PROBLEM STATEMENT –
Read through the lines below for the string "case" and copy each one that has it.

(Dataset records)
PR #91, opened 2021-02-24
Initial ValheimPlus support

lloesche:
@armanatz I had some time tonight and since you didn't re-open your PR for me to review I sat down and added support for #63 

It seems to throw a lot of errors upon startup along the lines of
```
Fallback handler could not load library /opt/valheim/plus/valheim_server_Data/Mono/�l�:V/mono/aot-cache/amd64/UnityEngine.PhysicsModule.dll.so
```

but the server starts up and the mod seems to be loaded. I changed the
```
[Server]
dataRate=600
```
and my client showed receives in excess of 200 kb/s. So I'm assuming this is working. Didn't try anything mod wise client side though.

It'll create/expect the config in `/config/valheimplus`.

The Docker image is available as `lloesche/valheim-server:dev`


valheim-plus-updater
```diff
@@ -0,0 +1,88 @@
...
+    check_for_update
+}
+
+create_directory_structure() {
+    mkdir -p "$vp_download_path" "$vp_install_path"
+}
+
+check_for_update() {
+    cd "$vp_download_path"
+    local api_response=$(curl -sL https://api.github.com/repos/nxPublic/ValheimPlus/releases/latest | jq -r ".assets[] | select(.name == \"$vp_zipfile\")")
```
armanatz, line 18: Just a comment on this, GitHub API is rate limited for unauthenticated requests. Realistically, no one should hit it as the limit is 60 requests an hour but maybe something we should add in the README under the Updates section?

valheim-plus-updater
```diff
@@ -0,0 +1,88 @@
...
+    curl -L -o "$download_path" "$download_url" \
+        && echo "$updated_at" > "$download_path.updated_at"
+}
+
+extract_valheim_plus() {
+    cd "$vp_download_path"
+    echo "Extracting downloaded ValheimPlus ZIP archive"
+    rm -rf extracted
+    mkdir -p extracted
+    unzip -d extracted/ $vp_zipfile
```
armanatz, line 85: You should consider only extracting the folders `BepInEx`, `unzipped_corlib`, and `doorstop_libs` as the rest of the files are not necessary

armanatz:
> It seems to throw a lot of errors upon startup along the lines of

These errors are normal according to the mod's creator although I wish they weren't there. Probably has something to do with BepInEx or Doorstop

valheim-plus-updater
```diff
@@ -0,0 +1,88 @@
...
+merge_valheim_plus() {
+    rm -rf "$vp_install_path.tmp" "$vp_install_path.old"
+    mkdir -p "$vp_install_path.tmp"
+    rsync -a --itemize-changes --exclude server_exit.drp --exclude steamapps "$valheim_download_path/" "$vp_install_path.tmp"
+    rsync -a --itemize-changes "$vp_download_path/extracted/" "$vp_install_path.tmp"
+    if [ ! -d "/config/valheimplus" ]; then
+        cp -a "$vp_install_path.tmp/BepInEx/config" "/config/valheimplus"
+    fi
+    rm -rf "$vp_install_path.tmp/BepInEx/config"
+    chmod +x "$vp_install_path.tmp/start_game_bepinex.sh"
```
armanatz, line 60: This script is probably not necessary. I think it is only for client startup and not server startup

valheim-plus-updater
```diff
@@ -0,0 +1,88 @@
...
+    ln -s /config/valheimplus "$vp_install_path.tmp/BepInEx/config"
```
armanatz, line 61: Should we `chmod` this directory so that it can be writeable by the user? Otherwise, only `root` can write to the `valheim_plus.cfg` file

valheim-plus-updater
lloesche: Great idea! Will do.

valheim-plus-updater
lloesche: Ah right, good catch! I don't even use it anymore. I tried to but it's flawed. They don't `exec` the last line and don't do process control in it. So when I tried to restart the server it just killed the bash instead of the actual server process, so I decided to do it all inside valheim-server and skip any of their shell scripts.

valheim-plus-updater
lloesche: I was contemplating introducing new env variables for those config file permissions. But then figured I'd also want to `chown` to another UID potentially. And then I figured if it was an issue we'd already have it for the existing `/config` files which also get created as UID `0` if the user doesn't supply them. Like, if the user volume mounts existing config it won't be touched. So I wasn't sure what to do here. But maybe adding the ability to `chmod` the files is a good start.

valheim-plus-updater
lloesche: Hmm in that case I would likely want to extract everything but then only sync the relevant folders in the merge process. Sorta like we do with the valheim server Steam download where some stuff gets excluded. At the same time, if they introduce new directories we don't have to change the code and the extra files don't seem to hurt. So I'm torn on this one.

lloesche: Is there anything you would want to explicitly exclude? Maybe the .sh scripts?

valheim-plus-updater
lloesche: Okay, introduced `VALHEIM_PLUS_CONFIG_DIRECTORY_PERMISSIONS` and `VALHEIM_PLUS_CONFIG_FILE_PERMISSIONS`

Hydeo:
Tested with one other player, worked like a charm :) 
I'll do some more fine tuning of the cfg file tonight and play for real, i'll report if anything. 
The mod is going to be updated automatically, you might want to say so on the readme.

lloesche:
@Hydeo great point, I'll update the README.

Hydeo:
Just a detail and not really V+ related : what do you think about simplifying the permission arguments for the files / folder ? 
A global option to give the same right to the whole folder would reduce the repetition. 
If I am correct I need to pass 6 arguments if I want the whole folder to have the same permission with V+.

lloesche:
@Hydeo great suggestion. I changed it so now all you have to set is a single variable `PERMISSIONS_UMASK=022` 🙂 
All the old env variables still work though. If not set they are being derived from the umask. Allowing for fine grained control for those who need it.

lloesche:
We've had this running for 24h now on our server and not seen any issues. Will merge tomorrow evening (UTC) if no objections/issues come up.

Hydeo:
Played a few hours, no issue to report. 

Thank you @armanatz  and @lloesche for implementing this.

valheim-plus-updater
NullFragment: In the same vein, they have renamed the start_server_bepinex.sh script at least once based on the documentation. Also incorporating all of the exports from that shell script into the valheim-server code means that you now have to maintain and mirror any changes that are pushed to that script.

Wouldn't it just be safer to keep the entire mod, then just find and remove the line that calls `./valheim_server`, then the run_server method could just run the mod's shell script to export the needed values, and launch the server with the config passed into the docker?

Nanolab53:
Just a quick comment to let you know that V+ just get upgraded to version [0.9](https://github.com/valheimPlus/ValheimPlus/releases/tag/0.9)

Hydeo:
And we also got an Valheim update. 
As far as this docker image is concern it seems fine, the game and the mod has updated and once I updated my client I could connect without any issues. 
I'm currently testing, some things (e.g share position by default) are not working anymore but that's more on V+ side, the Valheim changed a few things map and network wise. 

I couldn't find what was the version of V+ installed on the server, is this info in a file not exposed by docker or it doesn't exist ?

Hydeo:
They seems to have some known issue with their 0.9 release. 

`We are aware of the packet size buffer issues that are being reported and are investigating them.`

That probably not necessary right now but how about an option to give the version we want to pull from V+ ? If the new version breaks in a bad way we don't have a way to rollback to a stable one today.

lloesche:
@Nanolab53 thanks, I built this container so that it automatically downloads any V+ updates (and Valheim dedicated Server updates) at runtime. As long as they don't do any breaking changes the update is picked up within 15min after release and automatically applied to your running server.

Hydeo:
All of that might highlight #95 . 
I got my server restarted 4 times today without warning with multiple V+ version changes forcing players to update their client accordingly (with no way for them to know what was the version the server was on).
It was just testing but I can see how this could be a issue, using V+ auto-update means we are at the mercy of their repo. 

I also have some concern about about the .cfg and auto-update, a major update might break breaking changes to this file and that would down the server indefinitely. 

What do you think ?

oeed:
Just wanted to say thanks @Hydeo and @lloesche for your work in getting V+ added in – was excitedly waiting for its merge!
--
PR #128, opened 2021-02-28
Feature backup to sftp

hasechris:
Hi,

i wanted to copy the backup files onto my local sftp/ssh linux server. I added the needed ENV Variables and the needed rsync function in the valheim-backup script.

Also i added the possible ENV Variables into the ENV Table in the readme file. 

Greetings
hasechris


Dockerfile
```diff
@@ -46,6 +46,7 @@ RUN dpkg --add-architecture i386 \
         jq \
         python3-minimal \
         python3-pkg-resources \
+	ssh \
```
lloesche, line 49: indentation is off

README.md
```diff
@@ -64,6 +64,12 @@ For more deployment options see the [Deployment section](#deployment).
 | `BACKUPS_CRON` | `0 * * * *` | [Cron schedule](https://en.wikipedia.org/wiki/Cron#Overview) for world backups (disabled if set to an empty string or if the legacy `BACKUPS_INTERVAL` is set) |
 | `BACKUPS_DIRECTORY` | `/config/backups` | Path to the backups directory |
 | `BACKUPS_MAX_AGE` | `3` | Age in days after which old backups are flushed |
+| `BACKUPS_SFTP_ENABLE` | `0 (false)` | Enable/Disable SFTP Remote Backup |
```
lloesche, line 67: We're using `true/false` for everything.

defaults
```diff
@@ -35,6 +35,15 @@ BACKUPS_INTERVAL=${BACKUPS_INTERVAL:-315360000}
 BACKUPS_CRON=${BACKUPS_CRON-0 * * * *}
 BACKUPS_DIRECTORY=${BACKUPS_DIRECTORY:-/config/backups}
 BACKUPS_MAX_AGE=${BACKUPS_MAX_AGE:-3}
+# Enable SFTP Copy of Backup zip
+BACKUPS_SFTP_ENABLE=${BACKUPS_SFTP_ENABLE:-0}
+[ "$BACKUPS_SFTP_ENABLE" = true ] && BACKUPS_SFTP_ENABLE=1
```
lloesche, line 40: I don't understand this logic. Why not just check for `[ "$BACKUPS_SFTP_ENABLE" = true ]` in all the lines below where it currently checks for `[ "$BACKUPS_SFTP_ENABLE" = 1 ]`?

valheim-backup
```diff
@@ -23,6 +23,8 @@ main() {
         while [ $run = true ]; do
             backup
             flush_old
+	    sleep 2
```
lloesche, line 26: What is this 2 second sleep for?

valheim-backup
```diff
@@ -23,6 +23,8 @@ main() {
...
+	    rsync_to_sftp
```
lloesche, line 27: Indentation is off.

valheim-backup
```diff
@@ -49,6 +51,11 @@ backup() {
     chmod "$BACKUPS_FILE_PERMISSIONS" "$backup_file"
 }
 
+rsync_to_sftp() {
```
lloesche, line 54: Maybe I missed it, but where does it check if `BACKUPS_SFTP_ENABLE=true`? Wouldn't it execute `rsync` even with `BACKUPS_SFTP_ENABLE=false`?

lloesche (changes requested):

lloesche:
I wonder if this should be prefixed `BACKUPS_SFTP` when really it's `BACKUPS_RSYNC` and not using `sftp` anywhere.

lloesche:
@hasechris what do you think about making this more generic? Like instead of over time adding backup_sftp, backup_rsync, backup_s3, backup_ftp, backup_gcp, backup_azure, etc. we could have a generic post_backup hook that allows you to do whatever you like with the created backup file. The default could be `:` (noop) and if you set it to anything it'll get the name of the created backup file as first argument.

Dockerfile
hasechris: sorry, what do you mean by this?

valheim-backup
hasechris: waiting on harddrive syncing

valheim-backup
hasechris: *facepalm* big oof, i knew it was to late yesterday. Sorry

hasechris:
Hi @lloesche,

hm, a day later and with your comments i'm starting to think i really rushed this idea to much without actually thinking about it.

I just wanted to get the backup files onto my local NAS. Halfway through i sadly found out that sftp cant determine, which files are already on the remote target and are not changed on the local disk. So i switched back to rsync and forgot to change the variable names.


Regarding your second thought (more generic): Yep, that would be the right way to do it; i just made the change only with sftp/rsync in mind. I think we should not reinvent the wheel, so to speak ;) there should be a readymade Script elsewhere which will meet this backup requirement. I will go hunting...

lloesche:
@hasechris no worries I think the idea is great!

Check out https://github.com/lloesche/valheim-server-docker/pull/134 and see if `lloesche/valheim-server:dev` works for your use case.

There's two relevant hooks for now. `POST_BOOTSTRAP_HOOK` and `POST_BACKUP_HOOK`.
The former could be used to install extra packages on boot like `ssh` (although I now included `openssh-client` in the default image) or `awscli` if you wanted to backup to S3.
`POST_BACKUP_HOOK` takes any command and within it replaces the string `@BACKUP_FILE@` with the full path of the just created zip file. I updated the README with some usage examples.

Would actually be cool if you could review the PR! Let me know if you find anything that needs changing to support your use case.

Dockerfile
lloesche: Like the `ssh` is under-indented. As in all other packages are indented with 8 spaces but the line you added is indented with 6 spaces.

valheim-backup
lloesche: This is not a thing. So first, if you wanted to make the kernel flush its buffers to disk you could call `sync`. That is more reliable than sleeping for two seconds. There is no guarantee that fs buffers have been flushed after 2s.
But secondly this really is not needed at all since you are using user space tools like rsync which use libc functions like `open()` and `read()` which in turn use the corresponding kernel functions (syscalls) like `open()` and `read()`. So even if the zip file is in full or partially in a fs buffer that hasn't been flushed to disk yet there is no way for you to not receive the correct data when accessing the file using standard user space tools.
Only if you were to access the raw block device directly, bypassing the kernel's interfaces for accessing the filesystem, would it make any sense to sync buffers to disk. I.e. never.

PROBLEM SOLUTION –
lloesche: Hmm in that case I would likely want to extract everything but then only sync the relevant folders in the merge process. Sorta like we do with the valheim server Steam download where some stuff gets excluded. At the same time, if they introduce new directories we don't have to change the code and the extra files don't seem to hurt. So I'm torn on this one.
Check out https://github.com/lloesche/valheim-server-docker/pull/134 and see if `lloesche/valheim-server:dev` works for your use case.
Would actually be cool if you could review the PR! Let me know if you find anything that needs changing to support your use case.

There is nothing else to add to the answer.